You will also see this error if you do not set a value for outputs at all in your @transform definition, and your function returns multiple outputs. If you do not specify any output names, then DBgen assumes that the transform has only one output and gives it the name "out".

In either case, the solution to this problem is to define a list of output names in @transform(outputs=[...]) that is the same length as the number of outputs that your function returns.

Missing Identifying Information¶

Symptom¶

You are running a model and one of the ETLSteps produces an error that looks this:

DBgenMissingInfo: Cannot refer to a row in number without a PK or essential data. Missing essential data: {'integer'}
 Did you provide the primary_key to the wrong column name? the correct column name is the table name (i.e. number=...)

A model that produces this type of error is shown below.

from typing import List

from dbgen import Entity, ETLStep, Extract, Model


class Number(Entity, table=True):
    __identifying__ = {"integer"}
    integer: int
    bigger_integer: int


class IntExtract(Extract):
    n: int
    outputs: List[str] = ["integer", "bigger_integer"]

    def extract(self):
        for i in range(self.n):
            yield i, i + 1


def make_model() -> Model:
    model = Model(name="missing_id_info")
    with model:
        with ETLStep(name="ints"):
            integer, bigger_integer = IntExtract(n=10).results()
            # The load statement does not supply the identifying information,
            # which is set in "__identifying__={...}"
            # A valid load statement would be:
            # Number.load(insert=True, integer=integer, bigger_integer=bigger_integer)
            Number.load(insert=True, bigger_integer=bigger_integer)
    return model

Possible Cause¶

Whenever you see this error, it means that you are trying to insert new rows or update existing rows, but you have not supplied the identifying information for the row you are trying to update or insert. Go to the .load() statement that is producing the error, and look at the Entity (meaning the Entity referred to in EntityName.load(...)). Then, go to the definition of that Entity and look at the set of column names that appear in __identifying__. This is the information that you need to supply in your load statement.

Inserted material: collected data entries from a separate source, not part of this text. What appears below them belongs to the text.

PR #2340, opened 2026-08-03
🐛 Pin operatorSpiffeBootstrap.tag in package-charts CI safety net

### LINKED ISSUE #2339: operatorSpiffeBootstrap.tag has no release-time safety net in package-charts
## Summary

`.github/workflows/build.yaml`'s `package-charts` job force-corrects six image tag fields directly in the CI runner's ephemeral checkout, right before `helm package`/`helm push`, regardless of what's actually committed in the git tag:

```bash
yq e ".ui.frontend.tag = \"${REF_NAME}\"" -i values.yaml
yq e ".ui.backend.tag = \"${REF_NAME}\"" -i values.yaml
yq e ".uiOAuthSecret.tag = \"${REF_NAME}\"" -i values.yaml
yq e ".agentOAuthSecret.tag = \"${REF_NAME}\"" -i values.yaml
yq e ".apiOAuthSecret.tag = \"${REF_NAME}\"" -i values.yaml
yq e ".mlflowOAuthSecret.tag = \"${REF_NAME}\"" -i values.yaml
```

This is a safety net independent of `scripts/pin-release-tags.sh`: even if that manual release-prep step was skipped or done incorrectly before tagging, the **packaged OCI chart artifact** pushed to `oci://ghcr.io/rossoctl/rossoctl` still ends up with the correct tag for these six fields (the git tag itself would still be wrong, but the published chart self-corrects).

`operatorSpiffeBootstrap.tag` (added in #2338, alongside the fix that makes CI actually build `operator-spiffe-bootstrap`) was added to `scripts/pin-release-tags.sh`'s `PINNABLE_IMAGES` list, but **not** to this `package-charts` `yq` list. So it currently has no automatic protection at all: if `pin-release-tags.sh` is skipped before a tag is pushed, `operatorSpiffeBootstrap.tag` ships wrong in *both* the git tag and the published OCI chart, unlike its six siblings which at least self-correct in the published chart.

## Impact

Low likelihood (requires skipping a documented release-prep step), but if it happens, the failure mode is exactly the one #2333/#2334 already demonstrated: a plausible-looking tag pointing at a nonexistent or wrong image, breaking operator SPIFFE auth silently until someone notices.

## Suggested fix

Add to both `yq` blocks in the `package-charts` job of `.github/workflows/build.yaml`:

```bash
yq e ".operatorSpiffeBootstrap.tag = \"${REF_NAME}\"" -i values.yaml
```

(Only needs adding to the `rossoctl` chart's packaging step, not `rossoctl-deps` — same as its siblings.)

## Related

- #2333, #2334 (root cause bugs this field was added to fix)
- #2338 (added `operatorSpiffeBootstrap.tag` to `pin-release-tags.sh` but not this CI safety net)

Alan-Cha:
## Summary

**Stacked on #2338** — branched from that PR's branch since it depends on the `operatorSpiffeBootstrap` values field #2338 introduces. The diff below will include #2338's changes until that merges; only the last commit is new here. Please merge #2338 first.

`package-charts` in `.github/workflows/build.yaml` force-corrects six image tag fields directly in the CI runner's ephemeral checkout, right before `helm package`/`helm push` — independent of whether `scripts/pin-release-tags.sh` was actually run before tagging. This guarantees the **published OCI chart** artifact is correct for those six fields even if that manual release-prep step was skipped (the git tag itself would still be wrong, but the published chart self-corrects).

`operatorSpiffeBootstrap.tag` (added in #2338) was registered in `pin-release-tags.sh`'s `PINNABLE_IMAGES` list, but not in this `package-charts` safety net — leaving it with zero automatic protection. If the release-prep step were ever skipped, this field would ship wrong in *both* the git tag and the published OCI chart, unlike its six siblings.

Key changes (last commit only — rest is #2338):
- Add `yq e ".operatorSpiffeBootstrap.tag = \"${REF_NAME}\"" -i values.yaml` to the `rossoctl` chart's packaging step in `package-charts`, matching its five siblings exactly.

Verified the exact `yq` expression against a copy of the current `values.yaml` — correctly sets `operatorSpiffeBootstrap.tag` without disturbing the sibling `image:` field.

## Related issue(s)

Fixes #2339

### DIFF
--- a/.github/workflows/build.yaml
+++ b/.github/workflows/build.yaml
@@ -180,6 +180,7 @@ jobs:
           yq e ".agentOAuthSecret.tag = \"${REF_NAME}\"" -i values.yaml
           yq e ".apiOAuthSecret.tag = \"${REF_NAME}\"" -i values.yaml
           yq e ".mlflowOAuthSecret.tag = \"${REF_NAME}\"" -i values.yaml
+          yq e ".operatorSpiffeBootstrap.tag = \"${REF_NAME}\"" -i values.yaml
           helm package . --destination . --version ${chartVersion} --app-version ${chartVersion}
           helm push "./${chartPackageName}" oci://${{ env.REGISTRY }}/${{ env.REPO }}
 
--- a/.github/workflows/build.yaml
+++ b/.github/workflows/build.yaml
@@ -54,6 +54,9 @@ jobs:
           - name: spiffe-idp-setup
             context: ./rossoctl
             dockerfile: auth/spiffe-idp-setup/Dockerfile
+          - name: operator-spiffe-bootstrap
+            context: ./rossoctl
+            dockerfile: auth/operator-spiffe-bootstrap/Dockerfile
 
     steps:
       # 1. Checkout the repository code
--- a/charts/rossoctl/templates/operator-client-bootstrap-job.yaml
+++ b/charts/rossoctl/templates/operator-client-bootstrap-job.yaml
@@ -75,12 +75,7 @@ spec:
       restartPolicy: OnFailure
       containers:
       - name: bootstrap
-        # NOTE: operator-spiffe-bootstrap is not published yet and this Job is off
-        # by default (operator-chart.spiffe.operatorAuth.enabled=false). The
-        # default below is a placeholder version to satisfy the release pin-check;
-        # override via operator-chart.spiffe.operatorAuth.bootstrapImage once
-        # the image is built and pushed.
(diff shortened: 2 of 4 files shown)


Alan-Cha:
Closing — this was a narrow addition (mirroring the existing package-charts CI safety net for the five sibling *OAuthSecret fields onto operatorSpiffeBootstrap.tag), not a broader versioning change. Not needed: the normal release process (scripts/pin-release-tags.sh) will move this off `latest` to a tagged version when the next release is cut, same as every other image before its first pin.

In the case of inserting new rows, in your .load(insert=True, ...) statement, you must supply values for each of the pieces of identifying information as keyword arguments:

EntityName.load(
    insert=True,
    column_name_from_Entity_definition = variable_name_from_transform_or_extract,
    ...
)

In the case of updating existing rows, you have the option of either supplying the identifying information for the row (as shown above) or the ID string for the row, which will always come from a query (as shown below).

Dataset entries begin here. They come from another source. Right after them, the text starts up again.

PR #2343, opened 2026-08-05
feat(ui): add "Open Data Governance" observability card

too-far-away:
## Summary

Adds an **"Open Data Governance"** card to the Observability Dashboard, mirroring the existing "Open Kiali" card: always shown, opens the data-governance UI in a new browser tab.

The card links to the data-governance UI (a separate, optional extension), and its description notes it is an **early alpha version**.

id_string, raw_value = Query(select(EntityName.id, EntityName.raw_value)).results()
refined_value = a_transform(raw_value).results()
EntityName.load(
    id=id_string,
    refined_value=refined_value
)

Installation Errors¶

dbgen executable can not be found¶

Symptom¶

$ dbgen version
command not found: dbgen

Possible Cause¶

This error occurs when the dbgen executable cannot be found in the $PATH variable of your shell. This is commonly caused by two main issues:

You have not correctly sourced the virtual environment in which dbgen was installed.

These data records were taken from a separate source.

PR #2348, opened 2026-08-05
docs: Link health report (auto-updated)

clawgenti:
## Summary

Auto-updated by Kagenti Link Health Scanner. This PR is continuously updated with each scan. Merge when convenient.

| Metric | Value |
|--------|-------|
| Repos scanned | 8 |
| Broken (internal) | 7 |
| Broken (external) | 12 |
| New since last scan | +19 |
| Fixed since last scan | -0 |

## Related issue(s)

- kagenti/kagenti#1178

### DIFF
--- a/docs/link-health.md
+++ b/docs/link-health.md
@@ -1,22 +1,23 @@
 # Link Health Report
 
-> Last scan: 2026-07-29 07:06 ET | Scan ID: 2026-07-29-001
+> Last scan: 2026-07-31 07:01 ET | Scan ID: 2026-07-31-001
 
 ## Summary
 
 | Metric | Value |
 |--------|-------|
 | Repos scanned | 8 |
-| Total links checked | 1802 |
-| Broken (internal) | 24 |
+| Total links checked | 1836 |
+| Broken (internal) | 14 |
 | Broken (external) | 12 |
-| New since last scan | +36 |
-| Fixed since last scan | -735 |
+| New since last scan | +2 |
+| Fixed since last scan | -12 |
 
 ## Trend (last 10 scans)
 
 | Date | Internal | External | Delta |
 |------|----------|----------|-------|
+| 07-31 | 14 | 12 | -10 |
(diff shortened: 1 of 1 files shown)


docs/link-health.md
```diff
@@ -1,58 +1,42 @@
----
-draft: true       # excluded from https://www.rossoctl.dev/
----
-
 # Link Health Report
```
cwiklik, line 1: must-fix: `main`'s version of this file starts with frontmatter —

```yaml
---
draft: true       # excluded from https://www.rossoctl.dev/
---
```

This scan dropped it. Per its own comment, that `draft: true` is what excludes this internal broken-links report from the public docs site; removing it publishes the dashboard. Almost certainly a scanner-template regression — the generator should keep emitting the frontmatter. Please confirm intent before merge.

cwiklik (changes requested):
### Summary

The data churn in this auto-generated Link Health Report is fine (table/trend updates only). **But this scan also silently removed the YAML frontmatter that `main` carries:**

```yaml
---
draft: true       # excluded from https://www.rossoctl.dev/
---
```

The frontmatter's own comment documents its purpose — it keeps this internal broken-links dashboard **off** the public docs site (`https://www.rossoctl.dev/`). Dropping it would publish the report (repo names + hundreds of broken URLs) publicly, contrary to that documented intent. This looks like a regression in the scanner's template rather than a deliberate decision — the PR body is the generic auto-update template and doesn't mention it.

**Ask (for the scanner's maintainer — the bot force-updates this PR each scan, so this won't self-resolve):** restore `draft: true` frontmatter emission in the generator template. If publishing the report publicly is now intentional, disregard and say so in the PR.

Everything else is clean: CI green (22), DCO signed on all 3 commits, no `.claude/`/`.vscode/` changes.

**Author**: clawgenti (CONTRIBUTOR — returning external / bot)
**CI**: passing.

Issue #2342, opened 2026-08-04
token-exchange E2E (community KC): invalid_client + SPIFFE port-forward timeout after injection is fixed


cwiklik:
## Context

The `release-validation` **community-KC token-exchange** leg (the `… — fatal` step) has been red since ~2026-07-16 (last green 2026-06-30), spanning the org rename. It accumulated multiple independent bugs.

**#2341 fixes the first one** (client-registration was pointed at the public Keycloak URL, unreachable from the operator pod → no credential secret → wedged rollout → sidecar-injection tests saw a 1-container pod). With that fix validated (run 30916392962), injection now works — pods reach `2/2` Ready with the `authbridge-proxy` sidecar, and the 3 sidecar/credential tests pass. This unmasked two remaining problems tracked here.

### Bug A — `invalid_client` on the client-credentials grant (primary)
Keycloak rejects the workload's client-credentials grant:
```
{"error":"invalid_client","error_description":"Invalid client or Invalid client credentials"}
```
Failing directly: `TestClientCredentials::test_agent_client_credentials`, `test_tool_client_credentials`, `TestTokenExchange::test_user_to_agent_exchange`, `TestAuthbridgeExtProc::test_outbound_token_is_different`, `test_user_identity_preserved_through_exchange`. Everything else that needs an exchanged token then cascades to `assert 401 == 200` (7 more tests).

**Lead:** the credential the pod presents no longer matches the Keycloak client record — a secret-lifecycle/ordering race. The operator (re-)registers/rotates the `rossoctl-keycloak-client-credentials-*` secret asynchronously (registrations observed *after* the test run began), so the value mounted in the already-running pod is stale relative to Keycloak. Needs a decision on rotation semantics (restart pods on secret change) and/or the test setup waiting for a stable registration before exercising the grant. Likely rename-era regression.

### Bug B — SPIFFE port-forward read timeout (infra/test-harness)
```
requests.exceptions.ReadTimeout: HTTPConnectionPool(host='localhost', port=8081): Read timed out. (read timeout=10)
```
Failing: `TestSpiffeTokenExchange::test_spiffe_client_credentials`, `test_spiffe_token_exchange`. Separate from Bug A (kubectl port-forward to `svc/keycloak-service` in the harness).

## Refs
- #2341 — the injection/KEYCLOAK_URL fix (bug #1, merged separately)
- #2129 — earlier report of the same leg's symptom (pod not exec-able); root cause there is superseded by #2341 + this issue.

[...]

PR #2351, opened 2026-08-07
fix(e2e): stabilize token-exchange E2E (community KC) — #2342 (test-only)

cwiklik:
## Summary

Test-only stabilization of the community-KC token-exchange E2E leg (the \`… — fatal\` step, red since ~2026-07-16). Per RCA, the root cause is a **credential-rotation race**: the operator re-registers client credentials asynchronously after \`56-enable-spiffe.sh\` rotates them, so a session-scoped fixture that read the secret once cached a stale value → \`invalid_client\` cascading to 12 tests. Plus an independent SPIFFE port-forward read-timeout (2 tests).

This is **Track 1** of a two-track fix, scoped for the RC: **test-only, no product/operator code**.

## Changes (test-only)

- \`rossoctl/tests/e2e/token_exchange/conftest.py\` — \`agent_credentials\` validates creds with a real \`client_credentials\` grant and re-reads/retries on \`invalid_client\`, riding out the async re-registration.
- \`.github/scripts/token-exchange/80-run-tests.sh\` — Keycloak/agent port-forward now waits-for-ready and self-heals (fixes Bug B read-timeout).
- \`.github/scripts/token-exchange/70-deploy-test-workloads.sh\` — credential-convergence gate (present + resourceVersion-stable) replaces the count-only wait (belt-and-suspenders).
- Design + plan under \`docs/superpowers/\`.

## Not in this PR

The operator idempotent client-registration hardening (the root of the re-registration churn) is **Track 2**, deferred to 0.8 as its own PR on \`rossoctl/operator\` — not required to make the leg green.

## Verification

- **Static:** \`bash -n\` + \`shellcheck\` + \`ruff\`/\`ast.parse\` clean; each change peer-reviewed (caught + fixed a keepalive PID leak and a \`pipefail\` abort).
- **Behavioral:** pending this PR's \`release-validation\` Kind run — the real gate.

Refs #2342. Supersedes #2129.

Assisted-By: Claude Code

### DIFF
--- a/.github/scripts/token-exchange/70-deploy-test-workloads.sh
+++ b/.github/scripts/token-exchange/70-deploy-test-workloads.sh
@@ -255,7 +255,7 @@ PREV_RV=""; STABLE=0
 for i in $(seq 1 90); do
   RV=$(kubectl get secrets -n "$TX_NAMESPACE" \
         -o jsonpath='{range .items[*]}{.metadata.name}={.metadata.resourceVersion}{"\n"}{end}' 2>/dev/null \
-        | grep rossoctl-keycloak-client-credentials | sort)
+        | grep rossoctl-keycloak-client-credentials | sort || true)
   CNT=$(printf '%s\n' "$RV" | grep -c . || echo 0)
   if [[ "$CNT" -ge 2 && "$RV" == "$PREV_RV" ]]; then
     STABLE=$((STABLE + 1))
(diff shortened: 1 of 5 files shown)


cwiklik:
Closing — this PR was built on an incorrect root cause.

Corrected RCA: the community-KC token-exchange leg fails because Keycloak rejects the workloads' **SPIFFE / federated-jwt** client authentication (`CLIENT_LOGIN_ERROR ... did not complete for federated-jwt`), not the client-secret rotation race this PR targeted. The operator registered the clients cleanly (no thrashing), Keycloak was healthy, and the SVID was issued — the failure is in the SPIFFE→Keycloak JWT trust path. Notably, the `agent_credentials` fixture change here (validate-by-client-secret-grant + 180s retry) is *counterproductive* under SPIFFE mode: the clients no longer accept secret auth, so the retry can never succeed and burns a ~3-minute stall that then cascades admin-token 401s.

Confirmed gap (real, but not the whole fix): the Keycloak SPIRE-OIDC truststore setup in `55-setup-spiffe-idp.sh` is OCP-only, so on Kind Keycloak has no CA for the OIDC JWKS endpoint. Open questions (need a live-cluster / DEBUG-logged run to answer) captured for follow-up.

This is a deeper SPIFFE↔Keycloak integration issue, not a quick test-only fix — deferring as non-RC-blocking and handing the diagnosis back to #2342 rather than shipping a speculative change.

Solution: activate the virtual environment

DBgen has not been installed through pip or poetry

Solution: Install dbgen through the pip or poetry methods shown in the installation section

Missing module error¶

Symptom¶

$ dbgen version
ModuleNotFoundError: No module named 'rich'

Possible Cause¶

This error occurs when a dependency of dbgen has not been installed. This can occur if the executable was installed to an incorrect python environment. This occurs when the pip executable from one python installation is used to install dbgen. You can be sure this is the issue if the command python -m dbgen version does not cause issues, as this forces the use of the specific python installation first in your $PATH.

Uninstalling dbgen with the command pip uninstall modelyst-dbgen and then reinstalling it in the correct location with python -m pip install modelyst-dbgen will usually solve this issue. Just make sure to activate the virtual environment prior to running the installation command.